-- AIM OF THE EXERCISE --
Here are some entries. Repeat all of them exactly.

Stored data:
PR #3222, opened 2025-04-04
Update release instructions for changelog entry creation and announcements

paul-gsd:


RELEASE.md
```diff
@@ -16,6 +17,5 @@
 * Open PyPI (https://pypi.org/project/apolo-sdk/ and https://pypi.org/project/apolo-cli/),
   make sure that a new release is published and all needed files are awailable for downloading
   (https://pypi.org/project/apolo-sdk/#files and https://pypi.org/project/apolo-cli/#files).
-* Merge created pull request for `platform-web` project to publish updated documentation on the web.
 * Increment version to next alpha, e.g. `__version__ = 20.6.23a0`. Commit this change to master and push on github.
```
paul-gsd, line 20: @asvetlov do we need to do it, is it actual?

asvetlov: It would be good but not necessary

asvetlov: ok

asvetlov (approved):
Please merge when ready

PR #3264, opened 2025-05-30
extend job description with the namespace

parikls:


apolo-sdk/src/apolo_sdk/_jobs.py
```diff
@@ -252,6 +252,7 @@ class JobDescription:
     privileged: bool = False
     priority: JobPriority = JobPriority.NORMAL
     energy_schedule_name: Optional[str] = None
+    namespace: Optional[str] = None
```
zubenkoivan, line 255: may let's make it required with `platform-jobs` as default value?

zubenkoivan (approved):

PR #3320, opened 2025-08-15
Add force option to app uninstall command and update related documentation

paul-gsd:


apolo-sdk/src/apolo_sdk/_apps.py
```diff
@@ -155,6 +155,7 @@ async def uninstall(
         cluster_name: Optional[str] = None,
         org_name: Optional[str] = None,
         project_name: Optional[str] = None,
+        force: bool = False,
```
asvetlov, line 158:
```suggestion
        *,
        force: bool = False,
```

PR #3506, opened 2026-08-07
IT-88: fix acl ls help wording and SCREAMING_SNAKE_CASE rendering in generated docs

yarka-guru:
Two documentation defects found while writing the Console-side service accounts docs for IT-88 ([apolo-documentation#9](https://github.com/neuro-inc/apolo-documentation/pull/9)). Both surface on published pages under `docs.apolo.us/index/apolo-cli/`.

## 1. `apolo acl ls` help had its two sentences swapped

The docstring claimed the default lists resources shared **BY** you and `--shared` lists resources shared **WITH** you. The implementation is the reverse:

- default → `users.get_acl(username)`, two columns (URI, action) — what the user can reach;
- `--shared` → `users.get_shares(username)`, three columns (URI, action, **user**) — what the user has shared, and with whom.

The `--shared` flag's own help string ("Output the resources shared by the user") already agreed with the implementation, so only the docstring prose was wrong. Reworded to match, and to mention the third column, since that is the reason to reach for the flag.

Verified against a live cluster: `apolo acl ls --shared` prints the grantee column, `apolo acl ls` does not.

## 2. `SCREAMING_SNAKE_CASE` identifiers were split across several code spans

`site-help-generator.py` wrapped runs matching `[A-Z0-9\-]{3,60}` in backticks. Underscore is not in that class, so every underscore-separated run got its own pair:

```
- a full passed-config token, which can be used as ``APOLO`_`PASSED`_`CONFIG``
Get service account `SERVICE`_`ACCOUNT`.
```

The identifier is now matched as a whole. This fixes six pages, not just `service-account` — `APP_ID`, `REVISION_NUMBER`, `BUCKET_CREDENTIAL`, `CLUSTER_NAME`, `ORG_NAME`, `PROJECT_NAME` and `DISK_ID` were all affected.

The regex also now consumes already-quoted spans and passes them through, so a docstring that quotes an identifier itself (as `service-account create` does) no longer comes out double-quoted as ` ``APOLO_PASSED_CONFIG`` `. The transform is idempotent, and every non-identifier case it handled before is byte-for-byte unchanged — including mixed-case text like `FOO_bar`, which still yields `` `FOO`_bar ``.

## Regenerated output

`apolo-cli/docs/*.md` and `CLI.md` are regenerated with `make docs` (`markdown-toc==1.2.6` from `requirements/mypy.txt`). The only `CLI.md` change is the `acl ls` paragraph, which confirms the local toolchain reproduces the committed output rather than reformatting it.

## Testing

`pytest apolo-cli/tests/unit -k "share or acl or service_account or help or docs"` gives **17 failed, 24 passed** both with and without this branch — the failures are pre-existing in my local py3.14 / click 8.4 environment and are unaffected by these changes. Leaving CI to be the real check.

## Not fixed here

`click.wrap_text` breaks at hyphens, so `passed-config` in the `service-account create` docstring still renders as "a full passed- config token" after the line rejoins. That is a separate wrapping issue affecting any hyphenated word landing on a wrap boundary; happy to take it in a follow-up if you want it.

### DIFF
--- a/CHANGELOG.D/3506.doc
+++ b/CHANGELOG.D/3506.doc
@@ -1,0 +1,1 @@
+Stopped the docs generator from splitting `SCREAMING_SNAKE_CASE` identifiers across several code spans, so metavars such as `APOLO_PASSED_CONFIG`, `SERVICE_ACCOUNT` and `APP_ID` now render as one.
--- a/CHANGELOG.D/3506.bugfix
+++ b/CHANGELOG.D/3506.bugfix
@@ -1,0 +1,1 @@
+Fixed `apolo acl ls` help text, which described the default output and the `--shared` output the wrong way round.
--- a/CLI.md
+++ b/CLI.md
@@ -371,7 +371,7 @@ Name | Description|
 
 ### apolo acl ls
 
-List shared resources.<br/><br/>The command displays a list of resources shared BY current user \(default).<br/><br/>To display a list of resources shared WITH current user apply --shared option.<br/><br/>Use `\-u/--username` to fetch roles of a specified user or role.<br/>
+List shared resources.<br/><br/>The command displays a list of resources available TO current user \(default).<br/><br/>To display a list of resources shared BY current user, along with the users<br/>and roles they are shared with, apply --shared option.<br/><br/>Use `\-u/--username` to fetch roles of a specified user or role.<br/>
 
 **Usage:**
 
--- a/apolo-cli/docs/acl.md
+++ b/apolo-cli/docs/acl.md
@@ -125,14 +125,15 @@ apolo acl ls [OPTIONS] [URI]
 
 List shared resources.
 
-The command displays a list of resources shared BY
+The command displays a list of resources available TO
 current user (default).
 
-To display a list of resources shared `WITH` current
-user apply --shared option.
+To display a list of resources shared BY current
+user, along with the users and
+roles they are shared with, apply --shared
+option.
 
-Use `-u/--username` to fetch roles of a specified
-user or role.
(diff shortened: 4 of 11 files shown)


CHANGELOG.D/3506.doc
```diff
@@ -0,0 +1 @@
+Stopped the docs generator from splitting `SCREAMING_SNAKE_CASE` identifiers across several code spans, so metavars such as `APOLO_PASSED_CONFIG`, `SERVICE_ACCOUNT` and `APP_ID` now render as one.
```
YevheniiSemendiak, line 1: I'm not sure we have `*.doc` support in towncrier template. You can rename this file to `3506.misc`.

YevheniiSemendiak (approved):

CHANGELOG.D/3506.doc
yarka-guru: Перевірив — `doc` є серед дефолтних типів towncrier, окремої конфігурації не потребує. `towncrier build --draft` на цій гілці дає:

```
## Bugfixes

- Fixed `apolo acl ls` help text, which described the default output and the `--shared` output the wrong way round. ([#3506](...))

## Improved Documentation

- Stopped the docs generator from splitting `SCREAMING_SNAKE_CASE` identifiers across several code spans... ([#3506](...))
```

Тобто фрагмент підхоплюється і потрапляє в секцію "Improved Documentation", що тут точніше за "Miscellaneous". Лишив як є — але якщо хочеш тримати репозиторій лише на `feature`/`bugfix`/`misc`, скажи, перейменую.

-- ANSWER AREA --
PR #3222, opened 2025-04-04
Update release instructions for changelog entry creation and announcements

paul-gsd:


RELEASE.md
```diff
@@ -16,6 +17,5 @@
 * Open PyPI (https://pypi.org/project/apolo-sdk/ and https://pypi.org/project/apolo-cli/),
   make sure that a new release is published and all needed files are awailable for downloading
   (https://pypi.org/project/apolo-sdk/#files and https://pypi.org/project/apolo-cli/#files).
-* Merge created pull request for `platform-web` project to publish updated documentation on the web.
 * Increment version to next alpha, e.g. `__version__ = 20.6.23a0`. Commit this change to master and push on github.
```
paul-gsd, line 20: @asvetlov do we need to do it, is it actual?

asvetlov: It would be good but not necessary

asvetlov: ok

asvetlov (approved):
Please merge when ready

PR #3264, opened 2025-05-30
extend job description with the namespace

parikls:


apolo-sdk/src/apolo_sdk/_jobs.py
```diff
@@ -252,6 +252,7 @@ class JobDescription:
     privileged: bool = False
     priority: JobPriority = JobPriority.NORMAL
     energy_schedule_name: Optional[str] = None
+    namespace: Optional[str] = None
```
zubenkoivan, line 255: may let's make it required with `platform-jobs` as default value?

zubenkoivan (approved):

PR #3320, opened 2025-08-15
Add force option to app uninstall command and update related documentation

paul-gsd:


apolo-sdk/src/apolo_sdk/_apps.py
```diff
@@ -155,6 +155,7 @@ async def uninstall(
         cluster_name: Optional[str] = None,
         org_name: Optional[str] = None,
         project_name: Optional[str] = None,
+        force: bool = False,
```
asvetlov, line 158:
```suggestion
        *,
        force: bool = False,
```

PR #3506, opened 2026-08-07
IT-88: fix acl ls help wording and SCREAMING_SNAKE_CASE rendering in generated docs

yarka-guru:
Two documentation defects found while writing the Console-side service accounts docs for IT-88 ([apolo-documentation#9](https://github.com/neuro-inc/apolo-documentation/pull/9)). Both surface on published pages under `docs.apolo.us/index/apolo-cli/`.

## 1. `apolo acl ls` help had its two sentences swapped

The docstring claimed the default lists resources shared **BY** you and `--shared` lists resources shared **WITH** you. The implementation is the reverse:

- default → `users.get_acl(username)`, two columns (URI, action) — what the user can reach;
- `--shared` → `users.get_shares(username)`, three columns (URI, action, **user**) — what the user has shared, and with whom.

The `--shared` flag's own help string ("Output the resources shared by the user") already agreed with the implementation, so only the docstring prose was wrong. Reworded to match, and to mention the third column, since that is the reason to reach for the flag.

Verified against a live cluster: `apolo acl ls --shared` prints the grantee column, `apolo acl ls` does not.

## 2. `SCREAMING_SNAKE_CASE` identifiers were split across several code spans

`site-help-generator.py` wrapped runs matching `[A-Z0-9\-]{3,60}` in backticks. Underscore is not in that class, so every underscore-separated run got its own pair:

```
- a full passed-config token, which can be used as ``APOLO`_`PASSED`_`CONFIG``
Get service account `SERVICE`_`ACCOUNT`.
```

The identifier is now matched as a whole. This fixes six pages, not just `service-account` — `APP_ID`, `REVISION_NUMBER`, `BUCKET_CREDENTIAL`, `CLUSTER_NAME`, `ORG_NAME`, `PROJECT_NAME` and `DISK_ID` were all affected.

The regex also now consumes already-quoted spans and passes them through, so a docstring that quotes an identifier itself (as `service-account create` does) no longer comes out double-quoted as ` ``APOLO_PASSED_CONFIG`` `. The transform is idempotent, and every non-identifier case it handled before is byte-for-byte unchanged — including mixed-case text like `FOO_bar`, which still yields `` `FOO`_bar ``.

## Regenerated output

`apolo-cli/docs/*.md` and `CLI.md` are regenerated with `make docs` (`markdown-toc==1.2.6` from `requirements/mypy.txt`). The only `CLI.md` change is the `acl ls` paragraph, which confirms the local toolchain reproduces the committed output rather than reformatting it.

## Testing

`pytest apolo-cli/tests/unit -k "share or acl or service_account or help or docs"` gives **17 failed, 24 passed** both with and without this branch — the failures are pre-existing in my local py3.14 / click 8.4 environment and are unaffected by these changes. Leaving CI to be the real check.

## Not fixed here

`click.wrap_text` breaks at hyphens, so `passed-config` in the `service-account create` docstring still renders as "a full passed- config token" after the line rejoins. That is a separate wrapping issue affecting any hyphenated word landing on a wrap boundary; happy to take it in a follow-up if you want it.

### DIFF
--- a/CHANGELOG.D/3506.doc
+++ b/CHANGELOG.D/3506.doc
@@ -1,0 +1,1 @@
+Stopped the docs generator from splitting `SCREAMING_SNAKE_CASE` identifiers across several code spans, so metavars such as `APOLO_PASSED_CONFIG`, `SERVICE_ACCOUNT` and `APP_ID` now render as one.
--- a/CHANGELOG.D/3506.bugfix
+++ b/CHANGELOG.D/3506.bugfix
@@ -1,0 +1,1 @@
+Fixed `apolo acl ls` help text, which described the default output and the `--shared` output the wrong way round.
--- a/CLI.md
+++ b/CLI.md
@@ -371,7 +371,7 @@ Name | Description|
 
 ### apolo acl ls
 
-List shared resources.<br/><br/>The command displays a list of resources shared BY current user \(default).<br/><br/>To display a list of resources shared WITH current user apply --shared option.<br/><br/>Use `\-u/--username` to fetch roles of a specified user or role.<br/>
+List shared resources.<br/><br/>The command displays a list of resources available TO current user \(default).<br/><br/>To display a list of resources shared BY current user, along with the users<br/>and roles they are shared with, apply --shared option.<br/><br/>Use `\-u/--username` to fetch roles of a specified user or role.<br/>
 
 **Usage:**
 
--- a/apolo-cli/docs/acl.md
+++ b/apolo-cli/docs/acl.md
@@ -125,14 +125,15 @@ apolo acl ls [OPTIONS] [URI]
 
 List shared resources.
 
-The command displays a list of resources shared BY
+The command displays a list of resources available TO
 current user (default).
 
-To display a list of resources shared `WITH` current
-user apply --shared option.
+To display a list of resources shared BY current
+user, along with the users and
+roles they are shared with, apply --shared
+option.
 
-Use `-u/--username` to fetch roles of a specified
-user or role.
(diff shortened: 4 of 11 files shown)


CHANGELOG.D/3506.doc
```diff
@@ -0,0 +1 @@
+Stopped the docs generator from splitting `SCREAMING_SNAKE_CASE` identifiers across several code spans, so metavars such as `APOLO_PASSED_CONFIG`, `SERVICE_ACCOUNT` and `APP_ID` now render as one.
```
YevheniiSemendiak, line 1: I'm not sure we have `*.doc` support in towncrier template. You can rename this file to `3506.misc`.

YevheniiSemendiak (approved):

CHANGELOG.D/3506.doc
yarka-guru: Перевірив — `doc` є серед дефолтних типів towncrier, окремої конфігурації не потребує. `towncrier build --draft` на цій гілці дає:

```
## Bugfixes

- Fixed `apolo acl ls` help text, which described the default output and the `--shared` output the wrong way round. ([#3506](...))

## Improved Documentation

- Stopped the docs generator from splitting `SCREAMING_SNAKE_CASE` identifiers across several code spans... ([#3506](...))
```

Тобто фрагмент підхоплюється і потрапляє в секцію "Improved Documentation", що тут точніше за "Miscellaneous". Лишив як є — але якщо хочеш тримати репозиторій лише на `feature`/`bugfix`/`misc`, скажи, перейменую.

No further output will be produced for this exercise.